● **PROBLEM**:
How do the records below read from their first line through the line containing "Updated PR for"? Write those lines out exactly.

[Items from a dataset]
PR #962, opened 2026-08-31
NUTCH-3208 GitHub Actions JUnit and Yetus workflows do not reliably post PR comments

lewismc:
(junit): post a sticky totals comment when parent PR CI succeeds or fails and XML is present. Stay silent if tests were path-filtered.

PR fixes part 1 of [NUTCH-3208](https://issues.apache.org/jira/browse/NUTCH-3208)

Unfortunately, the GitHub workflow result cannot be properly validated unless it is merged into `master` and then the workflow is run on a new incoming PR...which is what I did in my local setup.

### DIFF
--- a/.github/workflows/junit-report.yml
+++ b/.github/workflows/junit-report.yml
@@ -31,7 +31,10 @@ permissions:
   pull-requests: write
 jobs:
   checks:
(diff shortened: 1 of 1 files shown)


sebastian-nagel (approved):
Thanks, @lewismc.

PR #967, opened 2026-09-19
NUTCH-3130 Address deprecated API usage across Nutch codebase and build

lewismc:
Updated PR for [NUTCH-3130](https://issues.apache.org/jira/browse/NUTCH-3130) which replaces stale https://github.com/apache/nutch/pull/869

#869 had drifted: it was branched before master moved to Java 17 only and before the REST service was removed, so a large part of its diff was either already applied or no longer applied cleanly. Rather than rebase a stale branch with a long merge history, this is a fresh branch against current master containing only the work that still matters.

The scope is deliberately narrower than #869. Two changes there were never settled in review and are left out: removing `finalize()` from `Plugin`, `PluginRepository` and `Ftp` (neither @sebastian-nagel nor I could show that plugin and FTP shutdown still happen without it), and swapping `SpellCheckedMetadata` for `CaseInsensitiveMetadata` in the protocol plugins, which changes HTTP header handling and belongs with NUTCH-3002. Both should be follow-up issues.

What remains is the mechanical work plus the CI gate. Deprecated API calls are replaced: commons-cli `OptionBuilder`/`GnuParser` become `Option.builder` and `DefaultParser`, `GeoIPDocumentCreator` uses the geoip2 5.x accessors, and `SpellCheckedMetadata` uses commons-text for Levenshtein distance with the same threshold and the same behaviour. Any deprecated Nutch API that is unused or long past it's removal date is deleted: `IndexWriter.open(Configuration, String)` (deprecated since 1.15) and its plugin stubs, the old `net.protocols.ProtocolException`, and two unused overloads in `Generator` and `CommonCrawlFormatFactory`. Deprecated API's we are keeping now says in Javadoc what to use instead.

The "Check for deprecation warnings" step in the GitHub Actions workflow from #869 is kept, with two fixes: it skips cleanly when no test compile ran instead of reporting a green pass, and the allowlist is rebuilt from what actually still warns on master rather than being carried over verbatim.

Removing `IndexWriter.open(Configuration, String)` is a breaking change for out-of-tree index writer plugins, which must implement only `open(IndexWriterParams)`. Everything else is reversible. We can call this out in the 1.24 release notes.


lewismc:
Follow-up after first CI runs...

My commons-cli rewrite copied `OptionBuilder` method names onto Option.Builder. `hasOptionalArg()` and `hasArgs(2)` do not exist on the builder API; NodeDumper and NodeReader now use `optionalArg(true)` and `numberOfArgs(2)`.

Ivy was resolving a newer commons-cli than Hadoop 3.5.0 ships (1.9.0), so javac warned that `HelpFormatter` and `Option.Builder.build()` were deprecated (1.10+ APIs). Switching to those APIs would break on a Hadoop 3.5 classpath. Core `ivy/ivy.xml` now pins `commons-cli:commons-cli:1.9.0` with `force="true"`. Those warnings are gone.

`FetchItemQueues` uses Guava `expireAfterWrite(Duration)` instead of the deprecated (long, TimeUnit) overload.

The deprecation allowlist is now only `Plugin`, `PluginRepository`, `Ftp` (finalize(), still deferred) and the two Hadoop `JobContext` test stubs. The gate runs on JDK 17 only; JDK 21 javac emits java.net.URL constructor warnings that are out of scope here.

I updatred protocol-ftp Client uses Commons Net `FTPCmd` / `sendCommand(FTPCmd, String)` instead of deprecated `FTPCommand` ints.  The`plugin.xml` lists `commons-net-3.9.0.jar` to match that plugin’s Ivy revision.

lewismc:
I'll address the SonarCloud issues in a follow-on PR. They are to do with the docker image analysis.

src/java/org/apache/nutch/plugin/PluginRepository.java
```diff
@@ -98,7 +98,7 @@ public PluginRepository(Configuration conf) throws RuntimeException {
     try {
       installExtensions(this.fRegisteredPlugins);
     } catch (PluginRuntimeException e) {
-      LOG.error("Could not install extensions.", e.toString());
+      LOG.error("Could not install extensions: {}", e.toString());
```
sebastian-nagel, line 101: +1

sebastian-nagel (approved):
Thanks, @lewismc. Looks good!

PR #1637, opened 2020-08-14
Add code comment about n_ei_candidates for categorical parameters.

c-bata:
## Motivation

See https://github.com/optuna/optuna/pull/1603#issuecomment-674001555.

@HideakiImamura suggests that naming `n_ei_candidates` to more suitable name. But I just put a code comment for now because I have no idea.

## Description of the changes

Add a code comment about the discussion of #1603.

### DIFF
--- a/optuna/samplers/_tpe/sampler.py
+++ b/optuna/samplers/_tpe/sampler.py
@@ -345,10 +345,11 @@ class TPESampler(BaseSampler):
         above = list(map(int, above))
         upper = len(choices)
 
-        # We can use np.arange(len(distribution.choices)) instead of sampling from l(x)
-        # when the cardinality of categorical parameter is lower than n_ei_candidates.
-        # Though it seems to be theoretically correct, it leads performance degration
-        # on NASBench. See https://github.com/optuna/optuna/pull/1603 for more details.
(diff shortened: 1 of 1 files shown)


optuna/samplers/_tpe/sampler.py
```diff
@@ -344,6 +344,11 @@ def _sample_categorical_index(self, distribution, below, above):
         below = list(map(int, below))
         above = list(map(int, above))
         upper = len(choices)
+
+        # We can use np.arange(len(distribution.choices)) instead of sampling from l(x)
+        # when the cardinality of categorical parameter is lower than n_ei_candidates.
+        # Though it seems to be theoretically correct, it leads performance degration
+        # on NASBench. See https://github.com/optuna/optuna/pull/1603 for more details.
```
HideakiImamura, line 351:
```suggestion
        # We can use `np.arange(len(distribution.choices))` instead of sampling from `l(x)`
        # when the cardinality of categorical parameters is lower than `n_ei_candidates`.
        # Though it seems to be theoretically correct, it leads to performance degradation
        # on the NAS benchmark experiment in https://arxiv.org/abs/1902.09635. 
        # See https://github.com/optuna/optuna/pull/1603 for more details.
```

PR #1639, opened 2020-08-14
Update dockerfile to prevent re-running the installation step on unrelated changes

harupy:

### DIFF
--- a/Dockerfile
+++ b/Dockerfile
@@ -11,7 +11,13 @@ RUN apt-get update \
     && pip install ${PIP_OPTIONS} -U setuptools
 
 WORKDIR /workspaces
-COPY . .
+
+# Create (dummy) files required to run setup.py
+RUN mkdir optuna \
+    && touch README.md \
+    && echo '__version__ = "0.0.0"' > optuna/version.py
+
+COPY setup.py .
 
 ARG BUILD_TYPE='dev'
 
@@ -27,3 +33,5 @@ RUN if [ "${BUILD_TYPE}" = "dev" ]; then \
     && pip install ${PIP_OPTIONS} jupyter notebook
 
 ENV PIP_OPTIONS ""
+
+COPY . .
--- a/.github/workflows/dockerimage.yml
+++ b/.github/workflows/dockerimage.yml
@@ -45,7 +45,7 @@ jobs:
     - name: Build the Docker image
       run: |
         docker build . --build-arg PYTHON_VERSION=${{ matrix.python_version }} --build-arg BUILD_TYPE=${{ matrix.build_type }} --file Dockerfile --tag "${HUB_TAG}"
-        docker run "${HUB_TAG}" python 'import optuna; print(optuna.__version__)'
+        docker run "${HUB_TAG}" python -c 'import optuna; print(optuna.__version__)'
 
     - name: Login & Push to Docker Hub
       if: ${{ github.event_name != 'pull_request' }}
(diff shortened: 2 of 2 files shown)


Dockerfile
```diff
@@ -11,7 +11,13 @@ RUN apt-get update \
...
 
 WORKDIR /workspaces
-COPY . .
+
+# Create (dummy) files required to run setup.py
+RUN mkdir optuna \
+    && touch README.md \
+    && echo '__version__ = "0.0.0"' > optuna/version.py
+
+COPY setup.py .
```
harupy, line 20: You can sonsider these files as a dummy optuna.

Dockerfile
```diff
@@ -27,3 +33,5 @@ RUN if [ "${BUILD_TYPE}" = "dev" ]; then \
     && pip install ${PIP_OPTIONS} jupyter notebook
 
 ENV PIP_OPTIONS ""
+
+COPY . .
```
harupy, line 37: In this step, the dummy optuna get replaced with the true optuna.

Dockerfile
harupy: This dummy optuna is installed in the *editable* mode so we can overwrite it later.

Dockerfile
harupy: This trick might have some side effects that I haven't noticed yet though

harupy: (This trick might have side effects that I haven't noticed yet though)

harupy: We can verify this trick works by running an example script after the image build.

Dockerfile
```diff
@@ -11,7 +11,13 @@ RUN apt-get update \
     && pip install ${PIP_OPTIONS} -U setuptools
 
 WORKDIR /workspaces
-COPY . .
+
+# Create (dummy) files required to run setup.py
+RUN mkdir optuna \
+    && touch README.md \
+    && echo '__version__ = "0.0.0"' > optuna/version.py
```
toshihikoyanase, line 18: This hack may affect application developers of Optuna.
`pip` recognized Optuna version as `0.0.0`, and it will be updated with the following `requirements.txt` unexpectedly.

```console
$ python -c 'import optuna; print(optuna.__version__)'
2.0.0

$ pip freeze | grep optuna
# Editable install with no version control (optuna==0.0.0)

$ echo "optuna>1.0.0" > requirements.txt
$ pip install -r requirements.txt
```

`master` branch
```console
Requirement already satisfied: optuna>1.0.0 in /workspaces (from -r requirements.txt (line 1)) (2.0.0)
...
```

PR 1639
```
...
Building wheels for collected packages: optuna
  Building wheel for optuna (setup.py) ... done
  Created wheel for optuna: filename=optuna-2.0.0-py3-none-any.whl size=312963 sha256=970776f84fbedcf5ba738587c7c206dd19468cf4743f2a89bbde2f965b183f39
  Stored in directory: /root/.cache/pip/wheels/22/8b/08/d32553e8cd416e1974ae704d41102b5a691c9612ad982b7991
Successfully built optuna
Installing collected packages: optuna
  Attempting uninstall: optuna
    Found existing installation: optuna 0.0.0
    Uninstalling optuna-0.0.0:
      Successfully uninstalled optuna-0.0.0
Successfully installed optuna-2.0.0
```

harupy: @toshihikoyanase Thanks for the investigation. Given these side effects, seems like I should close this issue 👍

● **SOLUTION TO THE PROBLEM**:
PR #962, opened 2026-08-31
NUTCH-3208 GitHub Actions JUnit and Yetus workflows do not reliably post PR comments

lewismc:
(junit): post a sticky totals comment when parent PR CI succeeds or fails and XML is present. Stay silent if tests were path-filtered.

PR fixes part 1 of [NUTCH-3208](https://issues.apache.org/jira/browse/NUTCH-3208)

Unfortunately, the GitHub workflow result cannot be properly validated unless it is merged into `master` and then the workflow is run on a new incoming PR...which is what I did in my local setup.

### DIFF
--- a/.github/workflows/junit-report.yml
+++ b/.github/workflows/junit-report.yml
@@ -31,7 +31,10 @@ permissions:
   pull-requests: write
 jobs:
   checks:
(diff shortened: 1 of 1 files shown)


sebastian-nagel (approved):
Thanks, @lewismc.

PR #967, opened 2026-09-19
NUTCH-3130 Address deprecated API usage across Nutch codebase and build

lewismc:
Updated PR for [NUTCH-3130](https://issues.apache.org/jira/browse/NUTCH-3130) which replaces stale https://github.com/apache/nutch/pull/869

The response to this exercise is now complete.